(Records contained in a dataset)
PR #3911, opened 2024-01-15
KTOR-6574 Fix duplicate headers in ServletApplicationEngine with Tomcat

marychatte:
**Subsystem**
Server: ktor-server-servlet, ktor-server-servlet-jakarta

**Motivation**
[KTOR-6574](https://youtrack.jetbrains.com/issue/KTOR-6574/Double-Transfer-Encoding-header-while-using-respondOutputStream-on-Tomcat)
If Ktor project is running as a [WAR](https://ktor.io/docs/war.html) application under the Tomcat application server, a user has duplicate headers `Transfer-Encoding` and `Connection` in response.

**Solution**
The problem is on the `Tomcat` side or `Gretty` + `Tomcat` side because the user doesn't use `Tomcat` from Ktor, only `ServletApplicationEngine` is used. The solution is to configure the `managedByEngineHeaders` property in `ServletApplicationEngine`
Also, I gave in to write test since it's reproducible with gretty and it was hard to run test as WAR under the Tomcat but I tested it locally by publish to maven local and run in side project using gretty plugin.

### DIFF
--- a/ktor-server/ktor-server-servlet-jakarta/jvm/src/io/ktor/server/servlet/jakarta/ServletApplicationEngine.kt
+++ b/ktor-server/ktor-server-servlet-jakarta/jvm/src/io/ktor/server/servlet/jakarta/ServletApplicationEngine.kt
@@ -5,6 +5,7 @@
 package io.ktor.server.servlet.jakarta
 
 import io.ktor.events.*
+import io.ktor.http.*
 import io.ktor.server.application.*
 import io.ktor.server.config.*
 import io.ktor.server.config.ConfigLoader.Companion.load
@@ -19,6 +20,20 @@ import kotlin.coroutines.*
  */
 @MultipartConfig
 public open class ServletApplicationEngine : KtorServlet() {
+
+    override val managedByEngineHeaders: Set<String>
+        get() {
+            servletContext.getAttribute(ApplicationAttributeKey)?.let {
+                return emptySet()
+            }
+
+            val servletContext = servletContext
+            return if ("tomcat" in (servletContext.serverInfo?.toLowerCasePreservingASCIIRules() ?: "")) {
+                setOf(HttpHeaders.TransferEncoding, HttpHeaders.Connection)
+            } else {
+                emptySet()
+            }
+        }
 
     private val embeddedServer: EmbeddedServer<ApplicationEngine, ApplicationEngine.Configuration>? by lazy {
         servletContext.getAttribute(ApplicationAttributeKey)?.let {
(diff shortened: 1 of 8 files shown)


ktor-server/ktor-server-servlet-jakarta/jvm/src/io/ktor/server/servlet/jakarta/ServletApplicationEngine.kt
```diff
@@ -20,6 +21,20 @@ import kotlin.coroutines.*
...
+                return emptySet()
+            }
+
+            val servletContext = servletContext
+            return if ("tomcat" in (servletContext.serverInfo?.toLowerCasePreservingASCIIRules() ?: "")) {
+                setOf(HttpHeaders.TransferEncoding, HttpHeaders.Connection)
+            } else {
+                emptySet()
+            }
+        }
```
bjhham, line 36: How about something like...

```kotlin
// Some shared location
fun ServletContext.isTomcat() =
    getAttribute(ApplicationAttributeKey) == null && serverInfo.contains("tomcat", ignoreCase = true)

if (servletContext.isTomcat())
    setOf(HttpHeaders.TransferEncoding, HttpHeaders.Connection)
else emptySet()
```

ktor-server/ktor-server-servlet-jakarta/jvm/test/io/ktor/tests/servlet/jakarta/ConfigTest.kt
```diff
@@ -36,6 +36,7 @@ class ConfigTest {
             every { contextPath } returns "/"
             every { getAttribute(ApplicationAttributeKey) } returns null
             every { getAttribute(EnvironmentAttributeKey) } returns null
+            every { serverInfo } returns ""
```
bjhham, line 39: Looks like this line is not required

ktor-server/ktor-server-servlet-jakarta/jvm/src/io/ktor/server/servlet/jakarta/ServletApplicationEngine.kt
marychatte: Thank you! It looks much easier :) I'm not sure It can be a shared location because `ktor-server-servlet` and `ktor-server-servlet-jakarta` have different `ServletContext` (from packages `javax.servlet` and `jakarta.servlet`)

bjhham: Ah unfortunate, copy pasta it is 😞

ktor-server/ktor-server-servlet-jakarta/jvm/test/io/ktor/tests/servlet/jakarta/ConfigTest.kt
bjhham: Ah cool I understand 👍

bjhham (approved):

PR #3929, opened 2024-01-17
KTOR-6657 Misleading assertion message in the testEmbeddedServerCance…

bjhham:
…llation test

Also added retry so it should fail much less often.

### DIFF
--- a/ktor-server/ktor-server-test-suites/jvm/src/io/ktor/server/testing/suites/SustainabilityTestSuite.kt
+++ b/ktor-server/ktor-server-test-suites/jvm/src/io/ktor/server/testing/suites/SustainabilityTestSuite.kt
@@ -254,6 +254,7 @@ abstract class SustainabilityTestSuite<TEngine : ApplicationEngine, TConfigurati
         assertTrue(job!!.isCancelled)
     }
 
+    @RetryableTest(2)
     @OptIn(ExperimentalCoroutinesApi::class)
     @Test
     fun testEmbeddedServerCancellation() {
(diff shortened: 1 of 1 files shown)


ktor-server/ktor-server-test-suites/jvm/src/io/ktor/server/testing/suites/SustainabilityTestSuite.kt
```diff
@@ -277,7 +278,7 @@ abstract class SustainabilityTestSuite<TEngine : ApplicationEngine, TConfigurati
                 }
             } catch (cause: TimeoutCancellationException) {
                 DebugProbes.printJob(parent)
-                fail("Server did shut down in time after cancelling parent!")
+                fail("Server did shut down in time!")
```
Stexxe, line 281: So the test passes when the server shutdown is timed out?

bjhham: No it will continue to fail when it doesn't shut down in time.  I just updated the message and added a retry so we won't get random failures on TC so often.

Stexxe: So should the failed message reflect that, e.g. ` fail("Server did NOT shut down in time!")`?

bjhham: Oh yes, I missed that 😆

Stexxe (approved):

PR #3930, opened 2024-01-17
KTOR-3290 Add SSE support for test engine

marychatte:
**Subsystem**
Server sse

**Motivation**
We have an old ticket [KTOR-3290](https://youtrack.jetbrains.com/issue/KTOR-3290) with [PR](https://github.com/ktorio/ktor/pull/2659). However, it became outdated because we have SSE support now, so we can just add a support for test to engine to have simple way to test


bjhham (approved):
Nice, that client code is so simple ❤️

PR #3931, opened 2024-01-17
KTOR-6660 Add call property to ClientSSESession

marychatte:
**Subsystem**
Client, sse

**Motivation**
[KTOR-6660](https://youtrack.jetbrains.com/issue/KTOR-6660)

**Solution**
By analogy with `Websockets`


bjhham (approved):
Makes sense 👍

PR #3946, opened 2024-01-19
Fix test-host gradle problem + add API validation

bjhham:
**Subsystem**
Server, Test Application

**Motivation**
[KTOR-6668](https://youtrack.jetbrains.com/issue/KTOR-6668) Ktor test application library references internal module

There's actually a few problems:
1. I added an internal lib, `ktor-junit`, as an api dependency in `ktor-server-test-host`, making it impossible to import externally
2. There are some internal classes being exposed in the `ktor-server-test-host`, like `BaseTest`.
3. We currently don't validate the API compatibility on this module, despite it being public, so we could accidentally introduce breaking changes.

**Solution**
1. Moved the `BaseTest` and its friends over to a new internal module `ktor-server-test-base` which is now referenced only from our test classpaths.
2. Removed `ktor-server-test-host` from the API test exemptions, so we'll have to keep it consistent.


settings.gradle.kts
```diff
@@ -16,6 +16,9 @@ pluginManagement {
         }
     }
 }
+plugins {
+    id("org.gradle.toolchains.foojay-resolver-convention") version "0.5.0"
+}
```
bjhham, line 21: Intellij trying to be helpful, will remove.

e5l (approved):
Awesome! LGTM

▶ Task objective: Looking at the records above, which lines contain "that"? Copy those lines.

▶ Result for this exercise:
Stexxe: So should the failed message reflect that, e.g. ` fail("Server did NOT shut down in time!")`?
bjhham: Oh yes, I missed that 😆
Nice, that client code is so simple ❤️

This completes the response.